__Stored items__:
# # #
PR #1540, opened 2023-05-01
chore: remove Scan Websites

patheard:
# Summary
Remove the calls to invoke Scan Websites.  This has been replaced by https://github.com/cds-snc/automatic-website-scanning

# Related
- cds-snc/site-reliability-engineering#858

### DIFF
--- a/.github/workflows/docker.yaml
+++ b/.github/workflows/docker.yaml
@@ -93,12 +93,6 @@ jobs:
         sbom_name: "notification-admin"
         token: "${{ secrets.GITHUB_TOKEN }}"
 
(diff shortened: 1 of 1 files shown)


patheard:
Yup, right now the replacement runs on a schedule and sends the data to Sentinel like so:
https://github.com/cds-snc/automatic-website-scanning/blob/c71be03eac522aba92e86c38b9bfc9c37d9d2c4f/.github/workflows/oswasp-zap-default.yml#L33-L39

The idea is to start making this data available as Sentinel alerts in Slack and creating dashboards, but we're not quite there yet.

PR #1543, opened 2023-05-03
Remove big number link

amazingphilippe:
# Summary | Résumé

Related to issue #1 found during the bug bash.

Blue box link was removed from the bounce rate statistic on dashboard. It was linking to the same page as the other blue box. for now, we prefer to make people go through the "problem addresses" screen.

Before:

Capture d’écran, le 2023-05-03 à 14 17 09

After:

Capture d’écran, le 2023-05-03 à 14 16 05

You may have to test this one out locally if the bounce rate feature flag isn't enabled in this review app. 

1. On a service dashboard
2. Notice the blue box has no link
3. The styling should be identical to the box with a link, minus the hover and underline effects.


andrewleith (approved):
Looks great! This is a small change, but it makes the dashboard feel a lot more sane.  Nice work!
# # #
__WHAT THE TASK REQUIRES__: Your answer should be every line above that contains the word "opened".

__REPLY__:
PR #1540, opened 2023-05-01
PR #1543, opened 2023-05-03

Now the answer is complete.